- _Goal of the exercise_
The response should consist of the records, reproduced exactly.

- _Records to process_

|---|

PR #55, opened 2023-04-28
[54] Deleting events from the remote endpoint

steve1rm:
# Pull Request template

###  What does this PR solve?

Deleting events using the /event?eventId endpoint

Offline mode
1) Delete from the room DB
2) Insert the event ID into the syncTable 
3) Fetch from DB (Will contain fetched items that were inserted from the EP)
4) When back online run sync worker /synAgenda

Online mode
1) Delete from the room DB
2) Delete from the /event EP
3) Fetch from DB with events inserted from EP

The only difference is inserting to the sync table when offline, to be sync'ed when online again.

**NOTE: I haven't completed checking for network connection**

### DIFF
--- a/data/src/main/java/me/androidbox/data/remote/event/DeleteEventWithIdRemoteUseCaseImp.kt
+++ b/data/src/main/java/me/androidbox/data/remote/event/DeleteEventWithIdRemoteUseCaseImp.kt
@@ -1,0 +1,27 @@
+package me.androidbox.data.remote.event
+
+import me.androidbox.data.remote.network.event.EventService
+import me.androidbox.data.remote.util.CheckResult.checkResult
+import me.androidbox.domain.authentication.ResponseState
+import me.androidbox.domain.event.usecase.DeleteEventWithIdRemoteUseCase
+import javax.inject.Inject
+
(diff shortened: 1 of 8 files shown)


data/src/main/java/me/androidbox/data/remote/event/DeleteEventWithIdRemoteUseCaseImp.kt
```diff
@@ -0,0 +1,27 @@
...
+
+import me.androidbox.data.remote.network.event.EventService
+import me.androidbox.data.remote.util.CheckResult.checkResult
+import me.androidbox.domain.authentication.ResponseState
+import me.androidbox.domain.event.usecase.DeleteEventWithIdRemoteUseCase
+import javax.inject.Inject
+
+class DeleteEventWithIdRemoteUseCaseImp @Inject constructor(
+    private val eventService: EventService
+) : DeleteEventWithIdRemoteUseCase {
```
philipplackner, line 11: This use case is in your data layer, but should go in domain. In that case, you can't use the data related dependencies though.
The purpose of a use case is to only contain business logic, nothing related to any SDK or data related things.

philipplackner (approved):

|---|

- _Written response_
PR #55, opened 2023-04-28
[54] Deleting events from the remote endpoint

steve1rm:
# Pull Request template

###  What does this PR solve?

Deleting events using the /event?eventId endpoint

Offline mode
1) Delete from the room DB
2) Insert the event ID into the syncTable 
3) Fetch from DB (Will contain fetched items that were inserted from the EP)
4) When back online run sync worker /synAgenda

Online mode
1) Delete from the room DB
2) Delete from the /event EP
3) Fetch from DB with events inserted from EP

The only difference is inserting to the sync table when offline, to be sync'ed when online again.

**NOTE: I haven't completed checking for network connection**

### DIFF
--- a/data/src/main/java/me/androidbox/data/remote/event/DeleteEventWithIdRemoteUseCaseImp.kt
+++ b/data/src/main/java/me/androidbox/data/remote/event/DeleteEventWithIdRemoteUseCaseImp.kt
@@ -1,0 +1,27 @@
+package me.androidbox.data.remote.event
+
+import me.androidbox.data.remote.network.event.EventService
+import me.androidbox.data.remote.util.CheckResult.checkResult
+import me.androidbox.domain.authentication.ResponseState
+import me.androidbox.domain.event.usecase.DeleteEventWithIdRemoteUseCase
+import javax.inject.Inject
+
(diff shortened: 1 of 8 files shown)


data/src/main/java/me/androidbox/data/remote/event/DeleteEventWithIdRemoteUseCaseImp.kt
```diff
@@ -0,0 +1,27 @@
...
+
+import me.androidbox.data.remote.network.event.EventService
+import me.androidbox.data.remote.util.CheckResult.checkResult
+import me.androidbox.domain.authentication.ResponseState
+import me.androidbox.domain.event.usecase.DeleteEventWithIdRemoteUseCase
+import javax.inject.Inject
+
+class DeleteEventWithIdRemoteUseCaseImp @Inject constructor(
+    private val eventService: EventService
+) : DeleteEventWithIdRemoteUseCase {
```
philipplackner, line 11: This use case is in your data layer, but should go in domain. In that case, you can't use the data related dependencies though.
The purpose of a use case is to only contain business logic, nothing related to any SDK or data related things.

philipplackner (approved):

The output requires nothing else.